==== Data provided

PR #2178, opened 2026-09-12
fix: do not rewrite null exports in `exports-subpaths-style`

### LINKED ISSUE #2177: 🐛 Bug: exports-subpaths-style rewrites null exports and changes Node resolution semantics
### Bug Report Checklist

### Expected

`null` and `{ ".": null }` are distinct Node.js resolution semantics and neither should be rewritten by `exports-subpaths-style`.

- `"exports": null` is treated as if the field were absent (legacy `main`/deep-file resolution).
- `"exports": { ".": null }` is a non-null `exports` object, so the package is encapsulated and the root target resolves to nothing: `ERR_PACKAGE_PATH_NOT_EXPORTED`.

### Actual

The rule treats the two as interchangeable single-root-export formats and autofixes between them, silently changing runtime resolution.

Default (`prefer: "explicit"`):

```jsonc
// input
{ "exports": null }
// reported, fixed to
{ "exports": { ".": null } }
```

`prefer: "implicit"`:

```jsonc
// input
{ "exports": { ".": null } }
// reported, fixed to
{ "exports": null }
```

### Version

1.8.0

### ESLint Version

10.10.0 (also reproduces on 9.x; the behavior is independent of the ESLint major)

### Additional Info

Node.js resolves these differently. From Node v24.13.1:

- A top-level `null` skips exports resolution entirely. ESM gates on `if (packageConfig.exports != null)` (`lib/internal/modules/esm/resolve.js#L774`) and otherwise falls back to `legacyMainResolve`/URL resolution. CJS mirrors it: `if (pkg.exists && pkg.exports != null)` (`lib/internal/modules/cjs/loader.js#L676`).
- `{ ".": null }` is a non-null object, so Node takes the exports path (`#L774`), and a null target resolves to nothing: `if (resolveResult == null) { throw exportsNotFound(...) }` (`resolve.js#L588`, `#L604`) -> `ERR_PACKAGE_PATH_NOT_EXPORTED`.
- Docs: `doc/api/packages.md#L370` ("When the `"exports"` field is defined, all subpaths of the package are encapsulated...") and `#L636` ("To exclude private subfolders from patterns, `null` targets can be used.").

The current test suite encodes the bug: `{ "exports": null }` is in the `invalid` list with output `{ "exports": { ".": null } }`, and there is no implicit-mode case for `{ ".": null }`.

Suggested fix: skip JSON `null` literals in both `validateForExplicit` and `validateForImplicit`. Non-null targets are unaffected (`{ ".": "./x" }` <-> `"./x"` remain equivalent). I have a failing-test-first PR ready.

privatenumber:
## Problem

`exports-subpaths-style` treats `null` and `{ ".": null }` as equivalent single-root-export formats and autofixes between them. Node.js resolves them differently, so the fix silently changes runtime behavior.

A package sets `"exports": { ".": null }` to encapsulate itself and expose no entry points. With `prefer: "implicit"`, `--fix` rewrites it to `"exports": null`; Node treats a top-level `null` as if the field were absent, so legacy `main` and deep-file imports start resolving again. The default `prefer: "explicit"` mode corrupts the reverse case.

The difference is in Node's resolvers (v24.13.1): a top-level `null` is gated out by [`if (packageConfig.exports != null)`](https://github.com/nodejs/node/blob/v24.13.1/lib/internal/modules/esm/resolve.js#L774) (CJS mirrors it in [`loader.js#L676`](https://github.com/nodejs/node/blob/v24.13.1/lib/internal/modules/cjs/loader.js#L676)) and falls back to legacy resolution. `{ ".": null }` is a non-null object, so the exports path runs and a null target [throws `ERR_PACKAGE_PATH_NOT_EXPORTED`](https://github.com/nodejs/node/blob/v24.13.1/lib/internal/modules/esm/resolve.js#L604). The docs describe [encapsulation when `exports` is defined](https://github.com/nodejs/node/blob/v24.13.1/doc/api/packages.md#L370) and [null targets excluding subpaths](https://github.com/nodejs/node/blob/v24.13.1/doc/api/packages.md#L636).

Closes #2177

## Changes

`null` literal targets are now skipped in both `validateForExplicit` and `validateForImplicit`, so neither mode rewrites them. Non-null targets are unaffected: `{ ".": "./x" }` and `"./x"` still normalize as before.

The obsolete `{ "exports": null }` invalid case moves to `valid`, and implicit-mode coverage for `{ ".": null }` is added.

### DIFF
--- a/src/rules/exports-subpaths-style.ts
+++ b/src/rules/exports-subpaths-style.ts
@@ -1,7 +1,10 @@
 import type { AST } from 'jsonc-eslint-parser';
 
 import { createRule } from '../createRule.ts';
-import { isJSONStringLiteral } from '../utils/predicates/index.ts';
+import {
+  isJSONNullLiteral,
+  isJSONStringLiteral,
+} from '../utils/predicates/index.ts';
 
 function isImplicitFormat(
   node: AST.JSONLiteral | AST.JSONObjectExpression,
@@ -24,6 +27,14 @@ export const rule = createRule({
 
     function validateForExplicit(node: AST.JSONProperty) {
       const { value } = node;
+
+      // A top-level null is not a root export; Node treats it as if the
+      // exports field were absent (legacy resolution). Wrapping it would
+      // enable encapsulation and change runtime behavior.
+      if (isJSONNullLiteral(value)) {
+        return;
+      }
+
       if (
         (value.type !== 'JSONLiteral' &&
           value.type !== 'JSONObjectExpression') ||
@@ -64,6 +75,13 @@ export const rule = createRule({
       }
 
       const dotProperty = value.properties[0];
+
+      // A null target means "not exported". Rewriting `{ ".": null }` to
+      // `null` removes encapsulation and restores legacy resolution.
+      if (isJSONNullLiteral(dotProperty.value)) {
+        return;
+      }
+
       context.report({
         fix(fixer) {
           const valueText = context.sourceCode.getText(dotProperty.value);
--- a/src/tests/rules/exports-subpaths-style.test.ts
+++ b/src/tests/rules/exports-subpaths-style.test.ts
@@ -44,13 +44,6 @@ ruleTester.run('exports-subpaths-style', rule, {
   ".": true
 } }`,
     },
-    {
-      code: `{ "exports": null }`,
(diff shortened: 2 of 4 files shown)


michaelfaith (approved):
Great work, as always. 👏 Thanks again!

========

# Try it
Starting at the top of the data above, repeat every line exactly until the line containing "is treated as" has been given, then stop.

# Problem solution
PR #2178, opened 2026-09-12
fix: do not rewrite null exports in `exports-subpaths-style`

### LINKED ISSUE #2177: 🐛 Bug: exports-subpaths-style rewrites null exports and changes Node resolution semantics
### Bug Report Checklist

### Expected

`null` and `{ ".": null }` are distinct Node.js resolution semantics and neither should be rewritten by `exports-subpaths-style`.

- `"exports": null` is treated as if the field were absent (legacy `main`/deep-file resolution).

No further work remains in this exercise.